Kovner's 'very sharp senses'
Yonat Rotbein from the Holocaust Studies and Research Center, Moreshet, says that "the words of Kovner describe what many households in Israel experienced at the time, both among Holocaust survivors and among native-born Israelis. People wanted to tell their story and hear."
"The survivors sensed that this was the first opportunity to express themselves. Abba Kovner's letter highlights this [sense] accurately. Perhaps because he had very sharp senses he encapsulated this with greater force," he continues.
The outburst of emotions and the impact of the trial on the individual was an experience that Kovner felt himself, and which he relates in his letter to Avidav, his deputy in Nakam, a group created to avenge the blood of Jews murdered in the Holocaust.
"Take for example my brother. We were in the ghetto together and then in the forest. Except that he came to us to the forest four months later and only now he dared tell me what he experienced those months, and I felt that he felt a need to tell his story."
The conversations between the brothers also revealed the fate of their mother 18 years earlier.
Shlomit, named after her grandmother, says that her father never forgave himself for leaving his mother behind in the ghetto.
At some point Kovner said that his mother came to him as he stood on the barricades of the Vilnius Ghetto, commanding the United Partisan Organization.

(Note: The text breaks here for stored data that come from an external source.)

PR #5905, opened 2026-06-17
ci(gemini): hone review bot

dbolduc:
(1) The bot is flagging too many valid `expect()`s because our language is too strict. Sometimes `expect()` is correct and preferred. So refine that standard.

(2) Tell the bot to look for unnecessary data copies, unnecessary locks. I swear this is like 50% of the "value" I add in a review.

### DIFF
--- a/.gemini/styleguide.md
+++ b/.gemini/styleguide.md
@@ -50,7 +50,6 @@ When reviewing or generating code, apply rigorous scrutiny:
   preferable to returning an error that can't arise. In tests, prefer `?`. If
   that is not possible use `.expect()`. Only use `.unwrap()` as a last resort.
 
-
 ## Async & Concurrency
 
 - **Send & Sync:** New public `async fn` and Future types MUST be `Send` and
--- a/.gemini/styleguide.md
+++ b/.gemini/styleguide.md
@@ -45,11 +45,10 @@ When reviewing or generating code, apply rigorous scrutiny:
   meaningful distinctions for the user. Error variants should be actionable.
 - **Panics:** `unwrap()` and `expect()` should typically be avoided in
   production code and examples (use `?` or handle errors). If an invariant is
-  known, (e.g. a builer always returns a valid configuration, or the service
-  always returns a message with presence), it is fine to `expect()`, and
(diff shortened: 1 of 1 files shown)


.gemini/styleguide.md
```diff
@@ -26,16 +26,28 @@ When reviewing or generating code, apply rigorous scrutiny:
...
-  `?` operator for propagation. Custom error types should imply meaningful
-  distinctions for the user.
+  `?` operator for propagation. The library should almost always prefer to
+  return a `Result<>` over an internal `panic!`. Custom error types should imply
+  meaningful distinctions for the user. Error variants should be actionable.
+- **Panics:** `unwrap()` and `expect()` should typically be avoided in
+  production code and examples (use `?` or handle errors). If an invariant is
+  known, (e.g. a builer always returns a valid configuration, or the service
+  always returns a message with presence), it is fine to `expect()`, and
+  often preferable to returning an error that can't arise.
```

"She came and asked me what to do, and I did not think that our position was a place where people would survive. I had no answer. So she went ... and then was caught by the Germans."
His mother was murdered in Ponar, after helping her small granddaughter escape.
Kovner wrote to Avidav that when he took the witness stand, he had "the feeling of Judgment Day."
At the start of the letter, Kovner admits that he had many objections to the trial: He feared the sensationalism of the press, "how and what they will judge?"
"If at the time the Holocaust and the testimonies of survivors which followed did not shock the nation and did not result in soul searching in the Diaspora and it was forgotten and it was also forgotten in Israel," he wrote, "what will this trial contribute?"